A data lake is a collection of long-term data containers that capture, refine, and explore any form of raw data at scale. It is enabled by low-cost technologies that multiple downstream facilities can draw upon, including data marts, data warehouses, and recommendation engines.
Prior to the big data trend, data integration normalized information in some sort of persistence – such as a database – and that created the value. This alone is no longer enough to manage all data in the enterprise and attempting to structure it all undermines the value. That’s why dark data is rarely captured in a database, but data scientists often dig through dark data to find a few facts worth repeating.
On the surface, data lakes appear straightforward—offering a way to manage and exploit massive volumes of structured and unstructured data. But, they are not as simple as they seem, and failed data lake projects are not uncommon across many types of industries and organizations. Early data lake projects faced challenges because best practices had yet to emerge. Now a lack of solid design is the primary reason data lakes don’t deliver their full value.

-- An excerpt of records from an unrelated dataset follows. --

PR #4506, opened 2024-08-02
Rename "GITHUB_TOKEN"

### LINKED ISSUE #4318: Rename `GITHUB_TOKEN`
job-server uses an environment variable named `GITHUB_TOKEN` to undertake various tasks, such as fetching the status of repos (public or private) for the co-pilot dashboard. There is a placeholder `GITHUB_TOKEN` in `dotenv-sample`, from which `.env` is created. It is often the case that `.env` is sourced, such that `GITHUB_TOKEN` is present in a local development environment.

GitHub CLI (`gh`) also uses an environment variable named `GITHUB_TOKEN` (see "[gh environment][1]").

> `GH_TOKEN`, `GITHUB_TOKEN` (in order of precedence): an authentication token for github.com API requests. Setting this avoids being prompted to authenticate and takes precedence over previously stored credentials.

Consequently, if a developer uses `gh` within their local development environment, then it is likely that they will authenticate to github.com using it, rather than an alternative method (see "[gh auth login][2]"). Furthermore, the OAuth scopes will be that of `GITHUB_TOKEN` rather than that of the alternative method. The developer will likely not expect the change in authentication method and OAuth scopes 😕.

[1]: https://cli.github.com/manual/gh_help_environment
[2]: https://cli.github.com/manual/gh_auth_login

Jongmassey:
Fixes #4318

This is to distinguish from any GITHUB_TOKEN env var that might already exist on a developers machine.

Name chosen to mirror the existing GITHUB_WRITEABLE_TOKEN and the description given for this token in DEVELOPERS.md


Jongmassey:
Before deploying to production, the dokku config should be updated

`dokku config:set job-server GITHUB_READONLY_TOKEN='[value of pre-existing GITHUB_TOKEN setting]'`

services/sentry.py
```diff
@@ -70,7 +70,7 @@ def parse(data):
 
     # tokens with values we want to strip
     tokens = [
-        "GITHUB_TOKEN",
```
lucyb, line 73: It might be worth keeping this value in just in case. I don't often say that, but in this instance I think we want to be very sure this is always stripped even if we shouldn't be using a token with that name.

.github/workflows/main.yml
```diff
@@ -76,7 +76,7 @@ jobs:
       - name: Run tests
         env:
           DATABASE_URL: postgres://user:password@localhost/jobserver
-          GITHUB_TOKEN: empty
```
lucyb, line 79: The GITHUB_TOKEN used in CI is different to the one we're using locally and in prod, so these two yaml files shouldn't be changed.

Jongmassey: Ah thanks for letting me know, I was a bit unsure of this change

lucyb (commented):
This looks good, thanks for taking onboard my feedback.

Would you like to add the new env vars in production and then I'll approve the PR? I don't want it to be merged accidentally. You'll need to remove the old ones after a successful deployment too, obviously.

Jongmassey:
OK, those env vars are now set in prod

lucyb (approved):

Data silo and cluster proliferation: There is a notion that data lakes have a low barrier to entry and can be done makeshift in the cloud. This leads to redundant data and inconsistency with no two data lakes reconciling, as well as synchronization problems.
Conflicting objectives for data access: There is a balancing act between determining how strict security measures should be versus agile access. Plans and procedures need to be in place that align all stakeholders.
Limited commercial-off-the-shelf tools: Many vendors claim to connect to Hadoop or cloud object stores, but the offerings lack deep integration and most of these products were built for data warehouses, not data lakes.
Lack of end user adoption: Users have the perception—right or wrong—that it’s too complicated to get answers from data lakes because it requires premium coding skills, or they can’t find the needles they need within the data haystacks.